*What to produce*
A word-for-word transcription of the listing is all that is needed.

*Data*
+ + +

PR #2414, opened 2026-08-20
Wrap job creation in a database transaction

avilches:
### Summary
A failure part way through `POST /programs/run` left an orphan `JobConfig` row behind, because that row was created and committed before the `Job` was saved. Job creation now runs inside a single database transaction.

### Details and comments
The transaction covers only the database writes. The arguments upload stays outside it and still runs first, because for Fleets it goes to COS and holding a transaction open across a network call would keep it alive for as long as the upload takes. A rollback therefore leaves the arguments file behind, same as before.


avilches:
I added a release note, not sure if it's worth it, you tell me if I should delete it @ElePT

gateway/api/use_cases/programs/run.py
```diff
@@ -136,12 +135,18 @@ def execute(  # pylint: disable=too-many-locals
             env.update(json.loads(function.env_vars))
         job.env_vars = json.dumps(env)
 
+        # Deliberately outside the transaction below: for Fleets this uploads to COS, and keeping
+        # a database transaction open across a network call holds it for as long as the upload takes.
```
avilches:
```suggestion
```

releasenotes/notes/wrap-job-creation-in-transaction-8b2f4c6d1e9a3705.yaml
```diff
@@ -0,0 +1,6 @@
+---
+fixes:
+  - |
+    Job creation on ``POST /api/v1/programs/run`` now runs inside a single
+    database transaction, so a failure part way through no longer leaves an
+    orphan ``JobConfig`` row behind.
```
ElePT: This case is a bit on the edge between keeping and removing. I think that because this wasn't really affecting users in this case we can delete the release note. But I'm sure that if you look back we do have some similar release notes we ended up merging.

ElePT (approved):
From the description of the problem, LGTM, but I will leave it unmerged in case @Tansito has any additional comment.

releasenotes/notes/wrap-job-creation-in-transaction-8b2f4c6d1e9a3705.yaml
Tansito: Yeah, same here. I think I would remove the release note, I don't see it interesting for anyone.

Tansito (commented):
Same opinion as Elena, I see everything fine I would just remove the release note to be honest. Good catch btw, @avilches !

ElePT (dismissed):
Requesting a change so that @avilches sees it and removes the reno :)

avilches:
> Requesting a change so that @avilches sees it and removes the reno :)

Np! Removed! @Tansito @ElePT :)

Tansito (approved):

+ + +

*Solution for this task*
PR #2414, opened 2026-08-20
Wrap job creation in a database transaction

avilches:
### Summary
A failure part way through `POST /programs/run` left an orphan `JobConfig` row behind, because that row was created and committed before the `Job` was saved. Job creation now runs inside a single database transaction.

### Details and comments
The transaction covers only the database writes. The arguments upload stays outside it and still runs first, because for Fleets it goes to COS and holding a transaction open across a network call would keep it alive for as long as the upload takes. A rollback therefore leaves the arguments file behind, same as before.


avilches:
I added a release note, not sure if it's worth it, you tell me if I should delete it @ElePT

gateway/api/use_cases/programs/run.py
```diff
@@ -136,12 +135,18 @@ def execute(  # pylint: disable=too-many-locals
             env.update(json.loads(function.env_vars))
         job.env_vars = json.dumps(env)
 
+        # Deliberately outside the transaction below: for Fleets this uploads to COS, and keeping
+        # a database transaction open across a network call holds it for as long as the upload takes.
```
avilches:
```suggestion
```

releasenotes/notes/wrap-job-creation-in-transaction-8b2f4c6d1e9a3705.yaml
```diff
@@ -0,0 +1,6 @@
+---
+fixes:
+  - |
+    Job creation on ``POST /api/v1/programs/run`` now runs inside a single
+    database transaction, so a failure part way through no longer leaves an
+    orphan ``JobConfig`` row behind.
```
ElePT: This case is a bit on the edge between keeping and removing. I think that because this wasn't really affecting users in this case we can delete the release note. But I'm sure that if you look back we do have some similar release notes we ended up merging.

ElePT (approved):
From the description of the problem, LGTM, but I will leave it unmerged in case @Tansito has any additional comment.

releasenotes/notes/wrap-job-creation-in-transaction-8b2f4c6d1e9a3705.yaml
Tansito: Yeah, same here. I think I would remove the release note, I don't see it interesting for anyone.

Tansito (commented):
Same opinion as Elena, I see everything fine I would just remove the release note to be honest. Good catch btw, @avilches !

ElePT (dismissed):
Requesting a change so that @avilches sees it and removes the reno :)

avilches:
> Requesting a change so that @avilches sees it and removes the reno :)

Np! Removed! @Tansito @ElePT :)

Tansito (approved):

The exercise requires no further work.